PR #6400, opened 2025-06-13
Add JDK 24 build job

shakuzen:


shakuzen:
The Gradle wrapper fails with the following error when trying to run on the selected JDK 24 image (`bellsoft/liberica-openjdk-alpine:24.0.1`)

```
Starting a Gradle Daemon (subsequent builds will be faster)
Did not find udev library in operating system. Some features may not work.
Disk Store information requires libudev, which is not present.
```

That's annoying. I guess we don't need to use Alpine, but I figured why use something bulkier if we don't have to.

shakuzen:
And now when switching the jdk 24 image to debian, we get the following error...

```
> Configure project :
Git repository not found at /root/micrometer -- nebula-release tasks will not be available. Use the git.root Gradle property to specify a different directory.

FAILURE: Build failed with an exception.

* Where:
Build file '/root/micrometer/build.gradle' line: 57
```

We haven't been updating the nebula-release-plugin because it has released major versions since the one we are on and dependabot does not make PRs for major versions. We should probably adopt some strategy to avoid this kind of issue in the future where we are unaware of new major versions of things we want to track.

shakuzen:
Updating the nebula-release-plugin didn't solve the issue. Looking at the other build logs, this may be the cause:

```
Either git or ssh (required by git to clone through SSH) is not installed in the image. Falling back to CircleCI's native git client but the behavior may be different from official git. If this is an issue, please use an image that has official git and ssh installed.
```

shakuzen:
I've switched to the [gradle images](https://hub.docker.com/_/gradle), which is closer to the CircleCI convenience image we were using before. The images are quite big, which feels wasteful, but other JDK images tend to be missing things we need (git, udev: see previous comments), which means we need to customize the image, and I was trying to avoid doing that. Also, I don't think we need or benefit from Gradle being included in the image since we're using the wrapper.

Now the jdk 24 build is failing with the following error:

```
java.lang.UnsupportedOperationException: Setting a system-wide Policy object is not supported
        at java.base/java.security.Policy.setPolicy(Policy.java:114)
        at java.base/java.security.Policy.setPolicy(Policy.java:114)
        at aQute.launcher.Launcher.activate(Launcher.java:493)
        at aQute.launcher.Launcher.activate(Launcher.java:493)
        at aQute.launcher.Launcher.launch(Launcher.java:403)
        at aQute.launcher.Launcher.launch(Launcher.java:403)
        at aQute.launcher.Launcher.run(Launcher.java:185)
        at aQute.launcher.Launcher.run(Launcher.java:185)
        at aQute.launcher.Launcher.main(Launcher.java:161)
        at aQute.launcher.Launcher.main(Launcher.java:161)
        at aQute.launcher.pre.EmbeddedLauncher.executeWithRunPath(EmbeddedLauncher.java:169)
        at aQute.launcher.pre.EmbeddedLauncher.executeWithRunPath(EmbeddedLauncher.java:169)
        at aQute.launcher.pre.EmbeddedLauncher.findAndExecute(EmbeddedLauncher.java:134)
        at aQute.launcher.pre.EmbeddedLauncher.findAndExecute(EmbeddedLauncher.java:134)
        at aQute.launcher.pre.EmbeddedLauncher.main(EmbeddedLauncher.java:51)
        at aQute.launcher.pre.EmbeddedLauncher.main(EmbeddedLauncher.java:51)

> Task :micrometer-osgi-test:testOSGi FAILED
error  : Exit code remote process 127
```

This has already been fixed in the BND launcher with https://github.com/bndtools/bnd/pull/6371, but a new release containing the fix is not available yet.

gradle/libs.versions.toml
```diff
@@ -218,7 +218,7 @@ wiremockJunit5 = { module = "ru.lanwen.wiremock:wiremock-junit5", version.ref =
 # plugin dependencies
 plugin-errorprone = { module = "net.ltgt.errorprone:net.ltgt.errorprone.gradle.plugin", version = "4.2.0" }
 plugin-license = { module = "gradle.plugin.com.hierynomus.gradle.plugins:license-gradle-plugin", version = "0.16.1" }
-plugin-nebulaRelease = { module = "com.netflix.nebula:nebula-release-plugin", version = "18.0.8" }
+plugin-nebulaRelease = { module = "com.netflix.nebula:nebula-release-plugin", version = "20.2.0" }
```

Exercise ▸ Retype every entry exactly.

Solved problem ▸
PR #6400, opened 2025-06-13
Add JDK 24 build job

shakuzen:


shakuzen:
The Gradle wrapper fails with the following error when trying to run on the selected JDK 24 image (`bellsoft/liberica-openjdk-alpine:24.0.1`)

```
Starting a Gradle Daemon (subsequent builds will be faster)
Did not find udev library in operating system. Some features may not work.
Disk Store information requires libudev, which is not present.
```

That's annoying. I guess we don't need to use Alpine, but I figured why use something bulkier if we don't have to.

shakuzen:
And now when switching the jdk 24 image to debian, we get the following error...

```
> Configure project :
Git repository not found at /root/micrometer -- nebula-release tasks will not be available. Use the git.root Gradle property to specify a different directory.

FAILURE: Build failed with an exception.

* Where:
Build file '/root/micrometer/build.gradle' line: 57
```

We haven't been updating the nebula-release-plugin because it has released major versions since the one we are on and dependabot does not make PRs for major versions. We should probably adopt some strategy to avoid this kind of issue in the future where we are unaware of new major versions of things we want to track.

shakuzen:
Updating the nebula-release-plugin didn't solve the issue. Looking at the other build logs, this may be the cause:

```
Either git or ssh (required by git to clone through SSH) is not installed in the image. Falling back to CircleCI's native git client but the behavior may be different from official git. If this is an issue, please use an image that has official git and ssh installed.
```

shakuzen:
I've switched to the [gradle images](https://hub.docker.com/_/gradle), which is closer to the CircleCI convenience image we were using before. The images are quite big, which feels wasteful, but other JDK images tend to be missing things we need (git, udev: see previous comments), which means we need to customize the image, and I was trying to avoid doing that. Also, I don't think we need or benefit from Gradle being included in the image since we're using the wrapper.

Now the jdk 24 build is failing with the following error:

```
java.lang.UnsupportedOperationException: Setting a system-wide Policy object is not supported
        at java.base/java.security.Policy.setPolicy(Policy.java:114)
        at java.base/java.security.Policy.setPolicy(Policy.java:114)
        at aQute.launcher.Launcher.activate(Launcher.java:493)
        at aQute.launcher.Launcher.activate(Launcher.java:493)
        at aQute.launcher.Launcher.launch(Launcher.java:403)
        at aQute.launcher.Launcher.launch(Launcher.java:403)
        at aQute.launcher.Launcher.run(Launcher.java:185)
        at aQute.launcher.Launcher.run(Launcher.java:185)
        at aQute.launcher.Launcher.main(Launcher.java:161)
        at aQute.launcher.Launcher.main(Launcher.java:161)
        at aQute.launcher.pre.EmbeddedLauncher.executeWithRunPath(EmbeddedLauncher.java:169)
        at aQute.launcher.pre.EmbeddedLauncher.executeWithRunPath(EmbeddedLauncher.java:169)
        at aQute.launcher.pre.EmbeddedLauncher.findAndExecute(EmbeddedLauncher.java:134)
        at aQute.launcher.pre.EmbeddedLauncher.findAndExecute(EmbeddedLauncher.java:134)
        at aQute.launcher.pre.EmbeddedLauncher.main(EmbeddedLauncher.java:51)
        at aQute.launcher.pre.EmbeddedLauncher.main(EmbeddedLauncher.java:51)

> Task :micrometer-osgi-test:testOSGi FAILED
error  : Exit code remote process 127
```

This has already been fixed in the BND launcher with https://github.com/bndtools/bnd/pull/6371, but a new release containing the fix is not available yet.

gradle/libs.versions.toml
```diff
@@ -218,7 +218,7 @@ wiremockJunit5 = { module = "ru.lanwen.wiremock:wiremock-junit5", version.ref =
 # plugin dependencies
 plugin-errorprone = { module = "net.ltgt.errorprone:net.ltgt.errorprone.gradle.plugin", version = "4.2.0" }
 plugin-license = { module = "gradle.plugin.com.hierynomus.gradle.plugins:license-gradle-plugin", version = "0.16.1" }
-plugin-nebulaRelease = { module = "com.netflix.nebula:nebula-release-plugin", version = "18.0.8" }
+plugin-nebulaRelease = { module = "com.netflix.nebula:nebula-release-plugin", version = "20.2.0" }
```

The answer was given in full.